Gage Skidmore
Red 4 Ed flag
Across the country, teachers are organizing for better classroom conditions.
The #RedforEd wave of teacher strikes and walkouts that have roiled school districts around the country since 2018 shows no sign of ending. So far this year, teachers in Chicago, Oakland, Los Angeles, and Arizona have either gone on strike or otherwise advocated for their rights, while educators in Little Rock, Arkansas staged a one-day strike—the first in thirty-two years—on November 14.
Now, we can add Indiana to this list.
On November 19, hundreds of teachers from across the state are expected to descend on the state capitol in Indianapolis for a #RedforEd rally. This is worth paying close attention to, for several reasons.
First, Indiana is a very red place, and not in the organized labor sense.

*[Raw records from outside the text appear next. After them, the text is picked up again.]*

Issue #346, opened 2019-03-07
Path to files in `config.yaml` depends on the working directory


dmfigol:
Personally, I find it confusing that when you specify paths to `host_file`, `group_file` in `config.yaml` they are treated as relative path from the script execution directory, instead of relative to `config.yaml` itself.
What do you think?

dbarrosop:
Paths are always relative to the working dir. if you find it confusing use absolute paths :D Something we can do though is expand env variables so you can do something like:

```
hosts_file: $MY_CUSTOM_ENV/inventory/hosts.yaml
```

dmfigol:
When it is Python code, it is easy to hack something like `Path(__file__).parent / "inventory/hosts.yaml"`, but with a config file `config.yaml` it is harder to do: either you use absolute paths (which make it problematic to port between dev / prod), or you always need to be extra careful where you call the script.
May be I am just imagining a problem which does not exist.
That said I like the idea of automatic env vars expansion and it is really easy to implement.

dmfigol:
I will close this, not really relevant anymore. though env var expand is still an interesting feature.

PR #368, opened 2019-03-29
Issue #346 env var expand

eakman:
Implementation of suggestion by @dbarrosop in issue #346. These changes add environment variable expansion to Config#load_from_file method so that environment variables can be used in configuration files or as `kwargs` to `InitNornir`.

For example a configuration file with the following format could be used:

```
# config_file.yaml
---
core:
    num_workers: 100
inventory:
    plugin: nornir.plugins.inventory.simple.SimpleInventory
    options:
        host_file: $HOSTS
        group_file: $GROUPS
```
Or `InitNornir` could be invoked with the following `kwargs`:

```
 nr = InitNornir(
    core={"num_workers": 100},
    inventory={
        "plugin": "nornir.plugins.inventory.simple.SimpleInventory",
        "options": {"host_file": "$HOSTS", "group_file": "$GROUPS"},
    },
    user_defined={"data": ["$RANDOM_VAR"]}
)
```

The PR consists of the following changes:
- _deep_expand helper function added to `nornir/core/deserializer/configuration.py`
- Slight modification to `Config#load_from_file` method in `nornir/core/deserializer/configuration.py`
- A test config file added to `tests/core/deserializer/test_configuration/`
- Two unit tests added to `tests/core/deserializer/test_configuration.py`
- A test config file added to `tests/core/test_InitNornir`
- Two unit tests added to `tests/core/test_InitNornir.py`

### DIFF
--- a/nornir/core/deserializer/configuration.py
+++ b/nornir/core/deserializer/configuration.py
@@ -165,32 +165,32 @@ class Config(BaseNornirSettings):
     ) -> configuration.Config:
         __config_settings__ = __config_settings__ or {}
 
-        expanded_config = _deep_expand(__config_settings__)
-        expanded_kwargs = _deep_expand(kwargs)
+        # expanded_config = _deep_expand(__config_settings__)
+        # expanded_kwargs = _deep_expand(kwargs)
 
         c = Config(
             core=CoreConfig(
-                __config_settings__=expanded_config.pop("core", {}),
-                **expanded_kwargs.pop("core", {}),
+                __config_settings__=__config_settings__.pop("core", {}),
+                **kwargs.pop("core", {}),
             ),
             ssh=SSHConfig(
-                __config_settings__=expanded_config.pop("ssh", {}),
-                **expanded_kwargs.pop("ssh", {}),
+                __config_settings__=__config_settings__.pop("ssh", {}),
+                **kwargs.pop("ssh", {}),
             ),
             inventory=InventoryConfig(
-                __config_settings__=expanded_config.pop("inventory", {}),
-                **expanded_kwargs.pop("inventory", {}),
+                __config_settings__=__config_settings__.pop("inventory", {}),
+                **kwargs.pop("inventory", {}),
             ),
             logging=LoggingConfig(
-                __config_settings__=expanded_config.pop("logging", {}),
-                **expanded_kwargs.pop("logging", {}),
+                __config_settings__=__config_settings__.pop("logging", {}),
+                **kwargs.pop("logging", {}),
             ),
             jinja2=Jinja2Config(
-                __config_settings__=expanded_config.pop("jinja2", {}),
-                **expanded_kwargs.pop("jinja2", {}),
+                __config_settings__=__config_settings__.pop("jinja2", {}),
+                **kwargs.pop("jinja2", {}),
             ),
-            __config_settings__=expanded_config,
-            **expanded_kwargs,
+            __config_settings__=__config_settings__,
+            **kwargs,
         )
         return configuration.Config(
             core=CoreConfig.deserialize(**c.core.dict()),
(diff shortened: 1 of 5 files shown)


dbarrosop:
Awesome work. From an implementation point of view, I think it'd be cleaner to use a custom type instead of the function `_deep_expand`; https://pydantic-docs.helpmanual.io/#custom-data-types

The `validate` function would both validate it's a string and do the expansion. Thoughts?

eakman:
Interesting idea! Truth be told, I'm a little new to Pydantic, but let me do a bit of a reading and see if I can fix this up.

eakman:
So how do you envision this custom type being used? Do you mean rather than traversing the data from the config file, use a custom type for select properties of the various config types and have the traversal/expansion logic live in the custom type's validators?

i.e.

```
class InventoryConfig(BaseNornirSettings):
    plugin: str = Schema(
        default="nornir.plugins.inventory.simple.SimpleInventory",
        description="Import path to inventory plugin",
    )
    options: Dict[str, CustomTypeWhichExpandsWhenNeeded] = Schema(
        default={}, description="kwargs to pass to the inventory plugin"
    )
    ...
```

Sorry if I'm way off here lol.

Best,
Eitan

eakman:
Or alternatively, are you looking for something like this.

```
class RawConfigData(object):
    @classmethod
    def __get_validators__(cls):
        yield cls.validate

    @classmethod
    def validate(cls, conf):
        if isinstance(conf, str):
            return os.path.expandvars(conf)
        if isinstance(conf, dict):
            for key, value in conf.items():
                conf[key] = RawConfigData.validate(value)
        elif isinstance(conf, list):
            return list(map(lambda x: RawConfigData.validate(x), conf))
        return conf

class ConfigData(BaseModel):
    data: RawConfigData

os.environ["MYVAR"] = "this is my var"
os.environ["MYVAR2"] = "this is another var"

mock = {"hello": [{"hello": "$MYVAR"}, "$MYVAR2"]}
print (ConfigData(data=mock).data) # --> {'hello': [{'hello': 'this is my var'}, 'this is another var']}
```

dbarrosop:
Similar to the second option but only for strings:

```
class StringExpVars(object):
    @classmethod
    def __get_validators__(cls):
        yield cls.validate

    @classmethod
    def validate(cls, conf):
        if isinstance(conf, str):
            return os.path.expandvars(conf)
        else:
            raise ValueError("only strings supported here")
```

And then just replace `str` with this in the places where we want vars to be expanded. Which may be all of the places tbh.

dbarrosop:
An alternative might be to treat the configuration file as a jinja2 template, method that could be extended to the inventory files (sorry this is derailing).

eakman:
Haha! It's all good!

My concern is that if we expand strings on a case by case basis, users might find the variable expansion behavior difficult to predict. They may expect it to work in places where it does not.

The jinja2 suggestion gave me an idea. We could treat the entire config file content as a string and then just expand that.

i.e.

```
...
    @classmethod
    def load_from_file(cls, config_file: str, **kwargs: Any) -> configuration.Config:
        config_dict: Dict[str, Any] = {}
        if config_file:
            yml = ruamel.yaml.YAML(typ="safe")
            with open(config_file, "r") as f:
                config_dict = yml.load(os.path.expandvars(f.read())) or {}
        return Config.deserialize(
            __config_settings__=config_dict, **_deep_expand(kwargs)
        )
...
```

We could also add a flag to the load_from_file to disable/enable expansion. Your call! Alternatively, we can just table this for now and let it brew a for a bit until we think of the best solution.

Best,
Eitan

dbarrosop:
No need to table this, your suggestion is cleaner and simpler so let's go with it. I'd like to support this in the `SimpleInventory` too. I wouldn't bother using a flag to toggle this for now. We can look at it later on if needed.

eakman:
Ok sounds good! I'll get to work on this and re-submit.

dbarrosop:
Hi, just following up on this, are you planning to keep working on this?

dbarrosop:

The notoriously conservative, right-to-work state is home to Vice President Mike Pence, of course, and has proven to be fertile ground for market-based education reform policies. In 2017, the education news outlet Chalkbeat declared that, “Indiana education policy is shaping the nation.”

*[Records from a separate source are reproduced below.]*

Issue #370, opened 2019-04-02
Dynamically adding hosts to inventory does not populate defaults to the hosts


brandomando:
As I discover hosts using a crawler, `nornir.core.inventory.Host` objects are created, and the inventory is updated with the new host.  When attempting to connect to the host using the `username` and `password` attributes of `nornir.inventory.defaults`, it raises an exception that "No authentication methods available", indicating that the defaults are not being mapped to the dynamically created hosts.

As a workaround, I mapped the inventory defaults to the host defaults as I created the object:
```
host = Host(
    name=name,
    platform=platform,
    hostname=hostname,
    defaults=nr.inventory.defaults
    )
```
Once the defaults were mapped to the inventory defaults, the auth error subsided and I was able to successfullly connect to the new host.

PR #372, opened 2019-04-03
Added add_host and add_group functions to nornir.core.inventory.Inventory class

brandomando:
Added add_host and add_group functions to nornir.core.inventory.Inventory class.  Automatically maps the existing inventory defaults to the new host or group as they are dynamically created after initialization. Added unit tests to test_inventory module.

Ref: [nornir-automation/nornir Issue# 370](https://github.com/nornir-automation/nornir/issues/370)

### DIFF
--- a/nornir/core/inventory.py
+++ b/nornir/core/inventory.py
@@ -438,3 +438,19 @@ class Inventory(object):
             if host.has_parent_group(group):
                 hosts.add(host)
         return hosts
+
+    def add_host(self, name: str, defaults: Optional[Defaults] = None,
+                **kwargs) -> None:
+        """
+        Add a host to the inventory after initialization
+        """
+        host = {name: Host(name, defaults=self.defaults, **kwargs)}
+        self.hosts.update(host)
+
+    def add_group(self, name: str, defaults: Optional[Defaults] = None,
+                **kwargs) -> None:
+        """
+        Add a group to the inventory after initialization
+        """
+        group = {name: Group(name, defaults=self.defaults, **kwargs)}
+        self.groups.update(group)
--- a/nornir/core/inventory.py
+++ b/nornir/core/inventory.py
@@ -439,18 +439,24 @@ class Inventory(object):
                 hosts.add(host)
         return hosts
 
-    def add_host(self, name: str, defaults: Optional[Defaults] = None,
-                **kwargs) -> None:
+    def add_host(self, name: str, **kwargs) -> None:
         """
         Add a host to the inventory after initialization
         """
-        host = {name: Host(name, defaults=self.defaults, **kwargs)}
+        host = {
+            name: deserializer.inventory.InventoryElement.deserialize_host(
+                name=name, defaults=self.defaults, **kwargs
+            )
+        }
         self.hosts.update(host)
 
-    def add_group(self, name: str, defaults: Optional[Defaults] = None,
-                **kwargs) -> None:
+    def add_group(self, name: str, **kwargs) -> None:
         """
         Add a group to the inventory after initialization
         """
-        group = {name: Group(name, defaults=self.defaults, **kwargs)}
+        group = {
+            name: deserializer.inventory.InventoryElement.deserialize_group(
+                name=name, defaults=self.defaults, **kwargs
+            )
+        }
         self.groups.update(group)
--- a/tests/core/test_inventory.py
+++ b/tests/core/test_inventory.py
@@ -236,3 +236,43 @@ class Test(object):
             inv.hosts["dev4.group_2"],
             inv.hosts["dev3.group_2"],
         }
+
+    def test_add_host(self):
+        data = {"test_var": "test_value"}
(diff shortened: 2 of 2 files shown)


dbarrosop:
You need to run black to format the code.

nornir/core/inventory.py
```diff
@@ -438,3 +438,19 @@ def children_of_group(self, group: Union[str, Group]) -> Set[Host]:
             if host.has_parent_group(group):
                 hosts.add(host)
         return hosts
+
+    def add_host(self, name: str, defaults: Optional[Defaults] = None,
```
dbarrosop: You are accepting `defaults` as an argument but you are not really using it :) In any case, it's not really necessary so removing it should be ok.

nornir/core/inventory.py
```diff
@@ -438,3 +438,19 @@ def children_of_group(self, group: Union[str, Group]) -> Set[Host]:
...
+                **kwargs) -> None:
+        """
+        Add a host to the inventory after initialization
+        """
+        host = {name: Host(name, defaults=self.defaults, **kwargs)}
```
dbarrosop: This is a really good start, however, in order to properly deserialize connection options you should use this method:

https://github.com/nornir-automation/nornir/blob/develop/nornir/core/deserializer/inventory.py#L78

So your code will be something like `host = {name: InventoryElement.deserialize_host(name=name, defaults=self.defaults, **kwargs)}`

nornir/core/inventory.py
```diff
@@ -438,3 +438,19 @@ def children_of_group(self, group: Union[str, Group]) -> Set[Host]:
...
+        self.hosts.update(host)
+
+    def add_group(self, name: str, defaults: Optional[Defaults] = None,
+                **kwargs) -> None:
+        """
+        Add a group to the inventory after initialization
+        """
+        group = {name: Group(name, defaults=self.defaults, **kwargs)}
```
dbarrosop: Same comments as with `add_host` but using `deserialize_group` instead.

tests/core/test_inventory.py
```diff
@@ -236,3 +236,43 @@ def test_children_of_obj(self):
             inv.hosts["dev4.group_2"],
             inv.hosts["dev3.group_2"],
         }
+
+    def test_add_host(self):
```
dbarrosop: Nice! Would you mind adding also some connection_options  to h3 as that's the tricky part here?

dbarrosop:
Nice work, just a couple of minor comments

tests/core/test_inventory.py
brandomando: Thank you. I added the assertions to both add_host and add_group tests.

nornir/core/inventory.py
```diff
@@ -439,18 +439,24 @@ def children_of_group(self, group: Union[str, Group]) -> Set[Host]:
...
         """
-        host = {name: Host(name, defaults=self.defaults, **kwargs)}
+        host = {
+            name: deserializer.inventory.InventoryElement.deserialize_host(
+                name=name, defaults=self.defaults, **kwargs
+            )
+        }
         self.hosts.update(host)
 
-    def add_group(self, name: str, defaults: Optional[Defaults] = None,
```
brandomando: Removed unused defaults from `add_group` function definition

nornir/core/inventory.py
```diff
@@ -439,18 +439,24 @@ def children_of_group(self, group: Union[str, Group]) -> Set[Host]:
                 hosts.add(host)
         return hosts
 
-    def add_host(self, name: str, defaults: Optional[Defaults] = None,
```
brandomando: Removed unused defaults variable from `add_host` definition

nornir/core/inventory.py
```diff
@@ -439,18 +439,24 @@ def children_of_group(self, group: Union[str, Group]) -> Set[Host]:
...
-                **kwargs) -> None:
+    def add_host(self, name: str, **kwargs) -> None:
         """
         Add a host to the inventory after initialization
         """
-        host = {name: Host(name, defaults=self.defaults, **kwargs)}
+        host = {
```
brandomando: Re-wrote `host` variable using the `deserialize_host` function rather than the direct `Host` class initialization

nornir/core/inventory.py
```diff
@@ -439,18 +439,24 @@ def children_of_group(self, group: Union[str, Group]) -> Set[Host]:
...
         self.hosts.update(host)
 
-    def add_group(self, name: str, defaults: Optional[Defaults] = None,
-                **kwargs) -> None:
+    def add_group(self, name: str, **kwargs) -> None:
         """
         Add a group to the inventory after initialization
         """
-        group = {name: Group(name, defaults=self.defaults, **kwargs)}
+        group = {
```
brandomando: Re-wrote `host` variable using the `deserialize_group` function rather than the direct `Group` class initialization

dbarrosop:
Nice work! :)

According to Chalkbeat reporters Shaina Cavazos and Dylan Peers McCoy, Indiana’s statewide willingness to experiment with vouchers, charter schools and other school choice schemes even caught the eye of Secretary of Education Betsy DeVos.

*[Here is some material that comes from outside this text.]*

Issue #753, opened 2021-03-31
Nightly CI run fails on `publish-docs` job


cmichi:
Happens every night: https://gitlab.parity.io/parity/ink/-/jobs/877640.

“Devos has mentioned Indiana many times since her appointment to highlight examples of how Indiana’s version of school choice is helping her shape her current education agenda,” Cavazos and Peers McCoy wrote.
It should be noted that DeVos has a documented preference for school choice schemes that are driven by ideology rather than outcomes or accountability. In her home state of Michigan, DeVos has lavished financial and political support on charter schools, vouchers and the politicians who support them, with little to no concern for the well-being of the state’s most vulnerable students.
This is a perspective she has attempted to bring to federal education policy, as well, thanks in part to states like Indiana that have been willing partners.
In Indianapolis and beyond, however, the state’s open door policy for education reform has taken a definite toll on teachers. Indiana teachers have been applying increased pressure to lawmakers throughout 2019. In March, teachers rallied at the statehouse to demand more funding and more respect, although this garnered less attention because it happened on a Saturday and therefore didn’t require schools to be closed.
Further actions have included walk-ins and an afterschool meet-up during the 2019 legislative session. At issue are concerns over low starting salaries for Indiana’s teachers—sources say the state falls near the bottom for teacher pay in the United States—as well as the impact of top-down reform strategies, including tying students’ standardized test scores to teacher pay and performance evaluations.
Teachers have also pushed back against a new regulation mandating that educators spend fifteen hours in an outside, work-based setting before they can renew their teaching licenses. Advocates, including Democratic state representative and high school math teacher Tonya Pfaff, dismissed the requirement as nothing more than busywork.
The Indiana State Teachers Association website includes testimonials from teachers decrying the deep cuts to public education their schools have endured. One rural Indiana teacher reveals that her high school no longer offers band, language or art classes because there is just no money.
Some teachers allege they have to work two jobs just to get by—a common complaint from teachers in other states where #RedforEd actions have taken place.
The growing #RedforEd movement appears poised to expand just as the 2020 presidential election ramps up.
The Indiana statewide teachers union has also become more vocal about the impact school choice schemes—including charters, vouchers and scandal-ridden online programs—are having on traditional school districts. Earlier in 2019, legislators passed a funding bill that was intended to raise teacher salaries while also providing a bit more money for education.
But Democrats and education activists argued that the funding bill would steer less money to students living in poverty, and more money to “charter schools and private schools receiving publicly funded vouchers,” as noted in a Chalkbeat write-up.
Signs and video from the previous Indiana #RedforEd rally on March 9 offered a glimpse of continued points of contention between teachers and state policy makers. Dressed in bright union-red t-shirts, teachers dangled placards over a balcony in the Indiana state capitol declaring: “Poverty is the Enemy, Not Teachers.”
This puts Indiana squarely in line with the growing #RedforEd movement, which appears poised to expand just as the 2020 presidential election ramps up. The kind of pressure wrought by teachers unions has already served to change the Democratic party’s platform regarding public education.
Not too long ago, mainstream Democrats were rewarded for aligning themselves with DeVos-like education reform policies. This is no longer true, thanks to the advocacy of teachers in Indiana and around the country.